= Fast sweeping method =

In applied mathematics, the fast sweeping method is a numerical method for solving boundary value problems of the Eikonal equation.

 $|\nabla u(\mathbf{x})| = \frac 1 {f(\mathbf{x})} \text{ for } \mathbf{x} \in \Omega$

 $u(\mathbf{x}) = 0 \text{ for } \mathbf{x} \in \partial \Omega$

where $\Omega$ is an open set in $\mathbb{R}^n$, $f(\mathbf{x})$ is a function with positive values, $\partial \Omega$ is a well-behaved boundary of the open set and $|\cdot|$ is the Euclidean norm.
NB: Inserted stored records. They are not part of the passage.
PR #1914, opened 2025-12-31
Fix DNS re-resolution on dynamic MDC publication change

### LINKED ISSUE #1913: Aeron dynamic MDS publication DNS re-resolution issue
## Issue

The aeron media driver does not re-resolve the DNS address of the dynamic MDC publication when:
* there are multiple publications running on the same node/IP (`node2`)
* publications use the same UDP port, but different stream ID (`1111` and `2222`)
* one of the publications changes the IP, moving to another node

Whenever `publication 1` moves to another node (`node2` -> `node3`), then the `subscription` will still get SETUP messages from the media driver running on `node2` in response to STATUS-SETUP messages. This will cause the receiver not to re-resolve the DNS address of the MDC publication because the time of last activity is continuously updated.

### Start state

Both MDC publications (`publication 1` and `publication 2`) are running on the same node, using the same UDP port but different domain names but pointing to the same IP, and different stream IDs. A subscription is continuously getting data from `publication 1` so it does not re-resolve the DNS address.

```mermaid
graph TD;

subgraph node1
    sub@{label: "subscription"}
    md1@{label: "media driver"}
end

subgraph node2
    md2@{label: "media driver"}
    pub1@{label: "publication 1"}
    pub2@{label: "publication 2"}
    style pub1 stroke:#f66
end

sub == stream ID: 1111 === md1
md1 == udp port: 5000 === md2
md2 == stream ID: 1111 === pub1
md2 -. stream ID: 2222 .- pub2
```

### Expected state

After `publisher 1` moves from a node to another, `subscription` should realize it and re-resolve the DNS address of the MDC control endpoint.

```mermaid
graph TD;

subgraph node1
    sub@{label: "subscription"}
    md1@{label: "media driver"}
end

subgraph node2
    md2@{label: "media driver"}
    pub2@{label: "publication 2"}
end

subgraph node3
    md3@{label: "media driver"}
    pub3@{label: "publication 1"}
    style pub3 stroke:#f66
end

sub == stream ID: 1111 === md1
md1 -.- md2
md1 == udp port: 5000 === md3
md2 -. stream ID: 2222 .- pub2
md3 == stream ID: 1111 === pub3
```

## Soulution

SETUP messages should not update the time of last activity field of a receiver.

leki75:
Do not update the time of last activity field of a receiver on SETUP messages.

Fixes #1913

### DIFF
--- a/aeron-driver/src/main/c/media/aeron_receive_channel_endpoint.c
+++ b/aeron-driver/src/main/c/media/aeron_receive_channel_endpoint.c
@@ -607,9 +607,8 @@ int aeron_receive_channel_endpoint_on_setup(
 {
     aeron_setup_header_t *setup_header = (aeron_setup_header_t *)buffer;
 
-    aeron_receive_destination_update_last_activity_ns(
-        destination, aeron_clock_cached_nano_time(endpoint->cached_clock));
-
+    // Do not update `destination->time_of_last_activity_ns` because it will
+    // prevent DNS re-resolution checks.
     return aeron_data_packet_dispatcher_on_setup(
         &endpoint->dispatcher, endpoint, destination, setup_header, buffer, length, addr);
 }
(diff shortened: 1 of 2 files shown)


mikeb01:
See comments on #1913.

PR #1917, opened 2026-01-07
Rollback the consensus module leader's uncommitted state

marc-adaptive:
This PR is to rollback the consensus module leader's uncommitted state in the case of an unexpected election.

In the cases of using control toggle for suspend, snapshot, shutdown, and resume - the consensus module leader updates its ConsensusModuleAgent#state. The corresponding cluster action added to the log is initially uncommitted. If an unexpected election occurs, the leader will need to rollback this uncommitted state to its committed value.

The leader's consensus module will track its previous states and log position corresponding to cluster action, while cluster action is uncommitted. For now, avoided using aeron-test-support TestCluster as using consensus module invoker for ease of testing and wanted to avoid making changes to TestCluster.

Feel free to close if I'm wrong, misunderstanding something, or there's a better approach.

### DIFF
--- a/aeron-system-tests/src/test/java/io/aeron/cluster/ClusterUncommittedStateTest.java
+++ b/aeron-system-tests/src/test/java/io/aeron/cluster/ClusterUncommittedStateTest.java
@@ -102,7 +102,7 @@ public class ClusterUncommittedStateTest
         if (!hasService)
         {
             clusterBuilder
-                .withExtensionSuppler(TestCounterExtension::new)
+                .withExtensionSuppler(TestNode.TestConsensusModuleExtension::new)
                 .withServiceSupplier(value -> new TestNode.TestService[0]);
         }
         cluster = clusterBuilder.start();
@@ -139,7 +139,7 @@ public class ClusterUncommittedStateTest
         if (!hasService)
         {
             clusterBuilder
-                .withExtensionSuppler(TestCounterExtension::new)
+                .withExtensionSuppler(TestNode.TestConsensusModuleExtension::new)
                 .withServiceSupplier(value -> new TestNode.TestService[0]);
         }
         cluster = clusterBuilder.start();
@@ -189,7 +189,7 @@ public class ClusterUncommittedStateTest
         if (!hasService)
         {
             clusterBuilder
-                .withExtensionSuppler(TestCounterExtension::new)
+                .withExtensionSuppler(TestNode.TestConsensusModuleExtension::new)
                 .withServiceSupplier(value -> new TestNode.TestService[0]);
         }
         cluster = clusterBuilder.start();


mjpt777:
The approach seems reasonable. However the use of IP Tables for testing feels heavyweight and Linux dependant.

vyazelenko:
> However the use of IP Tables for testing feels heavyweight and Linux dependant.

We use this approach for testing Cluster in other places. See [ClusterNetworkPartitionTest](https://github.com/aeron-io/aeron/blob/master/aeron-system-tests/src/test/java/io/aeron/cluster/ClusterNetworkPartitionTest.java).

aeron-system-tests/src/test/java/io/aeron/cluster/ClusterUncommittedStateTest.java
```diff
@@ -0,0 +1,184 @@
...
+        final List<String> leaderHostname = List.of(HOSTNAMES.get(firstLeader.memberId()));
+        final List<String> followerHostnames = new ArrayList<>(HOSTNAMES);
+        followerHostnames.remove(firstLeader.memberId());
+
+        IpTables.makeSymmetricNetworkPartition(CHAIN_NAME, leaderHostname, followerHostnames);
+
+        cluster.suspendCluster(firstLeader);
+        Tests.await(() -> ConsensusModule.State.SUSPENDED == firstLeader.moduleState());
+
+        Tests.await(() -> null != cluster.findLeader(firstLeader.memberId()));
```
vyazelenko, line 121: Could replaced with `cluser.awaitLeader(firstLeader.memberId()`.

mjpt777:
Loss and other channel behaviour can be introduced in an OS independent way. For example: https://github.com/aeron-io/aeron/blob/master/aeron-system-tests/src/test/java/io/aeron/GapFillLossTest.java.

aeron-system-tests/src/test/java/io/aeron/cluster/ClusterUncommittedStateTest.java
```diff
@@ -0,0 +1,184 @@
...
+
+        IpTables.flushChain(CHAIN_NAME);
+        Tests.await(() -> ConsensusModule.State.ACTIVE == firstLeader.moduleState());
```
vyazelenko, line 124: You should wait for election completion first with `awaitElectionClosed(firstLeader)` and then assert the CM state.

marc-adaptive:
For testing needed a way to generate uncommitted data deterministically and then have 2 followers start new leadership term. I could think of:

1. Use system test cluster allowing consensus module invoker. Think more decisions beyond the scope of this PR needed to be made there, for example, calls to ClusterTool without a way of polling consensus module.
2. Using private test class to pull out required methods from TestCluster seems like may add long term maintenance cost. Used this approach initially.
3. Using loss generator. Seems like it would require complex logic - originally drop specific frames and from test thread set a volatile to allow those frames. Is this the way to go?
4. Using ip tables.

aeron-system-tests/src/test/java/io/aeron/cluster/ClusterUncommittedStateTest.java
```diff
@@ -0,0 +1,184 @@
...
+        {
+            boolean allNodesSuspended = true;
+            for (int i = 0; i < cluster.memberCount(); ++i)
+            {
+                if (ConsensusModule.State.SUSPENDED != cluster.node(i).moduleState())
+                {
+                    allNodesSuspended = false;
+                }
+            }
+            return allNodesSuspended;
```
vyazelenko: Can be simplified with returning `false` if state is not `SUSPENDED`. It is also faster.

aeron-system-tests/src/test/java/io/aeron/cluster/ClusterUncommittedStateTest.java
```diff
@@ -0,0 +1,184 @@
...
+        Tests.await(() ->
+        {
+            boolean allNodesSuspended = true;
+            for (int i = 0; i < cluster.memberCount(); ++i)
+            {
+                if (ConsensusModule.State.SUSPENDED != cluster.node(i).moduleState())
+                {
+                    allNodesSuspended = false;
+                }
+            }
```
vyazelenko: Can be simplified with returning `false` if state is not `SUSPENDED`. It is also faster.

vyazelenko:
@marc-adaptive I suggest to stick to existing ip tables tests for this release. Perhaps move them to the `ClusterNetworkPartitionTest` so that we have a single place to improve. We can then iterate on the approach for the next major release.

aeron-system-tests/src/test/java/io/aeron/cluster/ClusterUncommittedStateTest.java
marc-adaptive: Thanks

aeron-system-tests/src/test/java/io/aeron/cluster/ClusterUncommittedStateTest.java
marc-adaptive: Thanks

aeron-system-tests/src/test/java/io/aeron/cluster/ClusterUncommittedStateTest.java
marc-adaptive: The reason awaiting for active is to use least amount of awaits + assertions. This test only cares about recovering leader's state. By looking at the state - only need to assert was suspended and eventually became active again, simulating a truncation. Waiting for election closed would maybe get confused by prior election closed and reading previous counter value. Likely would have to also assert leadershipTermId or election count has increased too. Is this okay to leave?

aeron-system-tests/src/test/java/io/aeron/cluster/ClusterUncommittedStateTest.java
marc-adaptive: Thanks you're right. Initially used this assert since cluster#awaitLeader checks for all nodes to have a closed election. Given this test, the node is suspended and won't enter a new election if network partition. Left to keep aligned with other tests; the other tests need this await because active node will detect inactive follower quorum, start a new election, and await would timeout. Okay to keep aligned with other tests?

marc-adaptive:
Thanks @vyazelenko. Started looking at potentially using loss generator and maybe unit testing these scenarios. Hoping to have something soon.

aeron-cluster/src/main/java/io/aeron/cluster/ConsensusModuleAgent.java
```diff
@@ -2661,6 +2662,8 @@ private int checkClusterControlToggle(final long nowNs)
                     final long timestamp = clusterClock.time();
                     if (appendAction(ClusterAction.SUSPEND, timestamp, CLUSTER_ACTION_FLAGS_DEFAULT))
                     {
+                        uncommittedState.offerLong(logPublisher.position());
+                        uncommittedState.offerLong(ConsensusModule.State.ACTIVE.code());
```
mikeb01: Perhaps this should store the `state` variable instead of the constant so that it is clear that we are storing the current state prior to a transition rather that a specific state.

aeron-cluster/src/main/java/io/aeron/cluster/ConsensusModuleAgent.java
```diff
@@ -3521,6 +3536,23 @@ private void restoreUncommittedEntries(final long commitPosition)
                 addSession(session);
             }
         }
+
+        while (uncommittedState.peekLong() <= commitPosition)
```
mikeb01: Just to verify my understanding here we are using `<=` here as this queue will always be storing state prior to the one we actually want to restore to.  So we then either restore to the next state present in the queue or leave it in the current state?

marc-adaptive: We're storing the log position of the cluster action and the corresponding previous state. <= is used to verify log position corresponding to the cluster action was committed, then we don't need to remember the corresponding previous state.

image

aeron-cluster/src/main/java/io/aeron/cluster/ConsensusModuleAgent.java
marc-adaptive: That makes sense. Thanks

marc-adaptive:
I've pushed a change to use java sender/receiver endpoint suppliers to toggle loss for now. Have done so with other PRs as well. These tests are only enabled using java media driver for the time being.

aeron-cluster/src/main/java/io/aeron/cluster/ConsensusModuleAgent.java
```diff
@@ -2681,6 +2682,8 @@ private int checkClusterControlToggle(final long nowNs)
                     final long timestamp = clusterClock.time();
                     if (appendAction(ClusterAction.SUSPEND, timestamp, CLUSTER_ACTION_FLAGS_DEFAULT))
                     {
+                        uncommittedState.offerLong(logPublisher.position());
+                        uncommittedState.offerLong(state.code());
```
mikeb01: These two lines are repeated a few times, I think it should be pulled into a method with a descriptive name.  Also because then idea the value stored as a pair of entries can be encapsulated.  We should also have a single method for popping those values off again (as we do that in two places).  Probably something like:
```
offerUncommittedStateAndPosition(long logPublisherPosition, State state)
```

PR #1918, opened 2026-01-11
Rollback the consensus module leader's next committed session id

marc-adaptive:
This PR is to fix ConsensusModuleAgent#nextCommittedSessionId.

Previously the leader would bump nextCommittedSessionId once message was appended to log, which doesn't guarantee the session open is committed. In the case session opens are not committed and the log is truncated, a leader becoming a follower could have an incorrect nextCommittedSessionId resulting in an inconsistent snapshot across nodes.

Feel free to close if I'm wrong, misunderstanding something, or there's a better approach.

### DIFF
--- a/aeron-cluster/src/main/java/io/aeron/cluster/SessionManager.java
+++ b/aeron-cluster/src/main/java/io/aeron/cluster/SessionManager.java
@@ -492,7 +492,10 @@ class SessionManager
         if (clusterSessionId >= nextSessionId)
         {
             nextSessionId = clusterSessionId + 1;
-            nextCommittedSessionId = nextSessionId;
+        }
+        if (clusterSessionId >= nextCommittedSessionId)
+        {
+            nextCommittedSessionId = clusterSessionId + 1;
         }
 
         if (null != consensusModuleExtension)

The fast sweeping method is an iterative method which uses upwind difference for discretization and uses Gauss–Seidel iterations with alternating sweeping ordering to solve the discretized Eikonal equation on a rectangular grid. The origins of this approach lie in the paper by Boue and Dupuis. Although fast sweeping methods have existed in control theory, it was first proposed for Eikonal equations by Hongkai Zhao, an applied mathematician at the University of California, Irvine.

Sweeping algorithms are highly efficient for solving Eikonal equations when the corresponding characteristic curves do not change direction very often.